# [EXCERPTED DATA]
-=-=-=-=-
PR #137, opened 2024-04-11
Representing enumeration values

ftomassetti:
When a property is of type enumeration, we had not a clear expectation on how the value should be represented. In different places we were expecting:
* an EnumerationLiteral
* a String
* a DynamicEnumerationValue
-=-=-=-=-
# [INSTRUCTIONS TO FOLLOW]
All the lines above should come back exactly as written.

# [SOLUTION TO THE EXERCISE]
PR #137, opened 2024-04-11
Representing enumeration values

ftomassetti:
When a property is of type enumeration, we had not a clear expectation on how the value should be represented. In different places we were expecting:
* an EnumerationLiteral
* a String
* a DynamicEnumerationValue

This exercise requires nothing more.